When I used to visit different Methodist churches I always saw the same elderly type congregations. There were were external as well as internal young people (far far healthier than in Unitarianism) but only a tiny number ever stayed on. It just impressed on me that the bulk of these people were getting old at the same time. I could see a huge drop in numbers taking place at the same time, but unlike the Unitarians I could not see the possibility of the Church being distinctive. The arguments which led to Methodism are no longer relevant, and it is no longer a holiness movement in any sense that it was.

It does, however, see reasonably healthy applications for ministry, and people start as local preachers for two or three years and must impress themselves at several levels to get into a college. The process is flexible regarding educational level and ability to pay. So clearly those involved are involved. But ministerial candidates need congregations. In Unitarianism there is a crisis of ministry through retirements and recruitment of trainees is quite low in number, but then so are the congregations who can afford professional ministry. There is a balance of decline, and Methodism has to have that balance too.

Michael Dalling suggests that the greater lay nature of Methodists, which lightens the load of a minister, means a social function is met amongst members, and this emphasis and involvement means that Methodists are more aware of Christian beliefs. (Dalling and Francis in Forster, 1995, 78-107, especially 104). So perhaps friends being invited in is the only way forward from extinction.

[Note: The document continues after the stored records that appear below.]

PR #1273, opened 2024-09-04
Update Substrate to use latest GraalVM (JDK 23) and JavaFX 24-ea

jperedadnr:
### Issue

Fixes #1241 

### Progress

- [ ] Change must not contain extraneous whitespace
- [ ] License header year is updated, if required
- [ ] Verify the contributor has signed [Gluon Individual Contributor License Agreement (CLA)](https://docs.google.com/forms/d/16aoFTmzs8lZTfiyrEm8YgMqMYaGQl0J8wA0VJE2LCCY)

PR #1278, opened 2024-09-08
checks for static lib

jperedadnr:
After #1273, add some fixes for `staticlib()`, and remove unneeded argument.


src/main/java/com/gluonhq/substrate/target/AbstractTargetConfiguration.java
```diff
@@ -81,7 +81,6 @@ public abstract class AbstractTargetConfiguration implements TargetConfiguration
 
     private static final List<String> baseNativeImageArguments = Arrays.asList(
             "-Djdk.internal.lambda.eagerlyInitialize=false",
-            "-Ddebug.jdk.graal.jvmciConfigCheck=warn",
```
johanvos, line 84: shouldn't this be defined somewhere else then? (globally?)

jperedadnr: it is not needed once https://github.com/gluonhq/graal/pull/20 gets merged

johanvos (approved):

The question is what is Methodism for? What of its theological identity? After the Second World War there was some interest in Reformist theology, Lutheranism and the Bible as a self-sufficient document (rather than external experience or as a socio-political allegory). This is nevertheless moderated by the ecumenism of merger and continuing that towards the possibility of merging with or working with non-Methodists.Perhaps also reflecting on outside influences there has been a movement towards sacramentalism and more quality in worship, applying formality and the written word as well as informal and extempore worship. This can lead to some tension with supporters of freer worship. However, there is no longer a specific Methodist theology, and a reduced sense of unique ecclesiology, and Methodist writers never quite gained the prominence of Anglicans. This is partly a matter of resources, and access to publicity and publishers because Methodists do not, barring exceptions (now all dead), provide national figures like the established Church can still produce for an establishment interested man bites dog media.

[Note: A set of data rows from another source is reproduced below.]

PR #1282, opened 2024-09-11
Bump static JDK version

jperedadnr:
Bump vmone version to gvm-24-2

### DIFF
--- a/src/main/resources/native/ios/JvmFuncsFallbacks.c
+++ b/src/main/resources/native/ios/JvmFuncsFallbacks.c
@@ -28,11 +28,6 @@ JNIEXPORT jobject JNICALL JVM_AreNestMates(JNIEnv *env) {
     return NULL;
 }
 
-JNIEXPORT jobject JNICALL JVM_ArrayCopy(JNIEnv *env) {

So it would seem that the future is essentially social functions with a religious involvement. But in this it competes with leisure and group alternatives, and today many religious groupings are formed voluntarily where people think through their own beliefs and practices. Of course Methodist churches join in with presenting Alpha courses and the like, to tell the ignorant about Christian dogmas and try to create emotional commitment, though many now realise and have access to the information that says Christian views are varied and challenged internally. Faith and belief is far more obviously plural now. In my view, Methodism ought to take its social function into the Church of England (once women can be bishops), where it can be a Gemeinschaft holiness movement (in this social and involvement sense), and perhaps make the churches of the Church of England less stuffy. It would add evangelistic attitudes and breadth. Joint gatherings and Local Ecumenical Projects can only go so far.

Adrian Worsfold

2002

 

Sources:

Davies, R. E. (1963), Methodism, Penguin.

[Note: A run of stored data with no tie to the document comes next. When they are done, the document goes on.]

PR #226, opened 2019-06-17
:bug: Smarter allOf flattening/validation preservation

### LINKED ISSUE #217: flattening wipes out field validation on type aliases
Flattening causes type alias information to override field information, which currently wipes any field specific validation.  We'll want to fix this, but we'll need to somehow merge the two sets of validation.

In case of disjoint sets of validation types this is easy.  In case of overlap (e.g. two pattern fields, two enums, etc), it's a bit more unclear what to do.  The "most correct" would probably be to use `allOf`, but that's non-structural.

@sttts

DirectXMan12:
This improves our allOf flattening so that it progressively works up the
chain, pushing allOf down until it's no longer needed, or it's at the
most specific point.  Along the way, if two allOfs would be identical,
they'll be merged.

We then make use of this by converting our ref merger to just stick
both halves in an allOf, and then let the allOf flattener deal with it.

The previous behavior of flattening simple allOfs (like the ones to
embedded references) just "fall out" of the new logic.

In simple (non-overlapping) cases, we still end up with the
simplest-looking validation, and in complex cases, we're able to
preserve "structurality" (see the structure schema) KEP by dealing with
those fields explicitly when we need to.  However, just letting the
flattener do its thing often solves the issue.

Fixes #217


DirectXMan12:
We *really* need tests for this.  Might try to get to them tomorrow, but wanted to get this up for review in the mean time.

@sttts can you sanity check the behavior here?

pkg/crd/flatten.go
```diff
@@ -26,47 +27,176 @@ import (
...
+// pkg/loader.Package that we need to record errors in places were it might not
+// make sense to have a loader.Package
+type ErrorRecorder interface {
+	// AddError records that the given error occurred.
+	// See the documentation on loader.Package.AddError for more information.
+	AddError(error)
+}
+
+// isOrNil checks if val is nil if val is of a nillable type, otherwise,
+// it comparse val to valuInt (which should probably be the zero value).
```
sttts: nit: valInt

pkg/crd/flatten.go
```diff
@@ -26,47 +27,176 @@ import (
...
+func isOrNil(val reflect.Value, valInt interface{}, zeroInt interface{}) bool {
```
sttts: why the Int postfix?

sttts: A better name would be isZeroOrNil. But also that is actually wrong: we never compare with zero in case of nillable types.

pkg/crd/flatten.go
```diff
@@ -26,47 +27,176 @@ import (
...
+		return val.IsNil()
+	default:
+		return valInt == zeroInt
+	}
+}
+
 // flattenAllOfInto copies properties from src to dst, then copies the properties
 // of each item in src's allOf to dst's properties as well.
-func flattenAllOfInto(dst *apiext.JSONSchemaProps, src apiext.JSONSchemaProps) {
+func flattenAllOfInto(dst *apiext.JSONSchemaProps, src apiext.JSONSchemaProps, errRec ErrorRecorder) {
```
sttts: why not return an aggregated error? No need for a complex ErrorRecorder construct.

pkg/crd/flatten.go
sttts: why not make a `isZero` func? nil is the zero value of nillable types.

pkg/crd/flatten.go
```diff
@@ -26,47 +27,176 @@ import (
...
+		if isOrNil(srcField, srcInt, zeroInt) {
+			// nothing to copy from src, continue
+			continue
+		}
+
+		dstField := dstVal.Field(i)
+		dstInt := dstField.Interface()
+		if isOrNil(dstField, dstInt, zeroInt) {
+			// dst is empty, continue
+			dstField.Set(srcField)
```
sttts: this does not work for nullable.

```
type: array
allOf:
- type: array
   nullable: true
```
is not equivalent to
```
type: array
nullable: true
```
because `null` is valid for the latter, but not for the former.

pkg/crd/flatten.go
```diff
@@ -26,47 +27,176 @@ import (
...
+				errRec.AddError(fmt.Errorf("conflicting types in allOf branches in schema: %s vs %s", dstInt, srcInt))
+			}
+			// keep the destination value, for now
+		// TODO(directxman12): Default -- use field?
+		// TODO(directxman12):
+		// - Dependencies: if field x is present, then either schema validates or all props are present
+		// - AdditionalItems: like AdditionalProperties
+		// - Definitions: common named validation sets that can be references (merge, bail if duplicate)
+		case "AdditionalProperties":
+			// TODO(directxman12): handle the bool too
```
sttts: we don't support `false` if I remember right. `additionalSchema: true` is a no-op logically, but has influence on pruning.

pkg/crd/flatten.go
```diff
@@ -26,47 +27,176 @@ import (
...
+			dstRemVal.Field(i).Set(dstField)
+			// ...and clear the original
+			dstField.Set(zeroVal)
+		}
 	}
-	for _, propName := range src.Required {
-		dst.Required = append(dst.Required, propName)
+
+	if hoisted {
+		dst.AllOf = append(dst.AllOf, dstRemainder, srcRemainder)
```
sttts: this will potentially not return a structural schema. Types, nullable, etc., i.e. everything from https://github.com/kubernetes/kubernetes/blob/9ecc57ef880c475c052e4ab472307202499cf8d9/staging/src/k8s.io/apiextensions-apiserver/pkg/apiserver/schema/structural.go#L47 has to be pushed into the root. Those cannot be under `allOf`.

pkg/crd/flatten.go
sttts: this needs exhaustive tests.

pkg/crd/flatten.go
DirectXMan12: there's an issue with comparibility -- I original was just comparing against the zero type, but encountered some issues with non-comparibility -- reflect is a bit weird in this regard, although it's possible I made a mistake.

> why the Int postfix

`Int` is the `interface{}` form, `val` is the `reflect.Value` form.

pkg/crd/flatten.go
DirectXMan12: aggregated errors then need to be extracted later, and this is the pattern used almost literally everywhere else in controller-tools, since it allows us to attach better error data in many cases.

pkg/crd/flatten.go
DirectXMan12: that's what I thought, but wanted to check with you first.  good to confirm.

pkg/crd/flatten.go
DirectXMan12: right -- that's what the above does -- we only `hoist` for properties that aren't listed above, so `type`, `nullable`, etc should be handled there.

pkg/crd/flatten.go
DirectXMan12: yes, agreed :-)

pkg/crd/flatten.go
DirectXMan12: we can probably get away with just re-calling `Interface` here, though -- it'll be a bit of a performance hit, but it's prob not too big a deal.  Can profile after writing tests.

pkg/crd/flatten.go
sttts: I think with structural schemas we are saved here: nullable is not allowed below allOf.

pkg/crd/flatten.go
sttts: Towards structural schema, take a look at https://github.com/kubernetes/kubernetes/blob/master/staging/src/k8s.io/apiextensions-apiserver/pkg/apiserver/schema/validation.go#L63. You might want to call that somewhere, or even use the Structural type directly.

DirectXMan12:
Added some unit tests around allOf flattening, and and overall integration test of the whole package (give or take) using the cronjob tutorial files.

pkg/crd/flatten.go
DirectXMan12: huh?  How does that work?

damemi:
@DirectXMan12 any updates on this? I tested and this fixes the problem I mentioned

DirectXMan12:
hmm... that's a bug

DirectXMan12:
/hold

want a couple more tests

DirectXMan12:
fixed
/unhold

should have more detailed unit tests of the non-allof flattening, but will need to re-jigger things a bit for that, potentially.

DirectXMan12:
In the mean time, the integration test should be sufficient

DirectXMan12:
better unit tests for flattening pushed anyway.  This brings us to pretty decent test coverage overall.

pkg/crd/flatten.go
DirectXMan12: let's file a follow-up issue for that.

FitzHugh T. V. H. (1988), The Dictionary of Geneaology, Alphabooks, 196-197.

Goring, J., Goring, R. (1984), The Unitarians, Religious and Moral Education Press.

Goring, J., Goring, R. (1984), The Unitarians, Religious and Moral Education Press.

Parsons, G. (Ed.) (1988), Religion in Victorian Britain: I Traditions, Manchester University Press in association with the Open University, 82-86 and 205-210.

Pelling, G. (1990), Beginning Your Family History, Newbury: Countryside Books with The Federation of Family History Societies, 59 (diagram).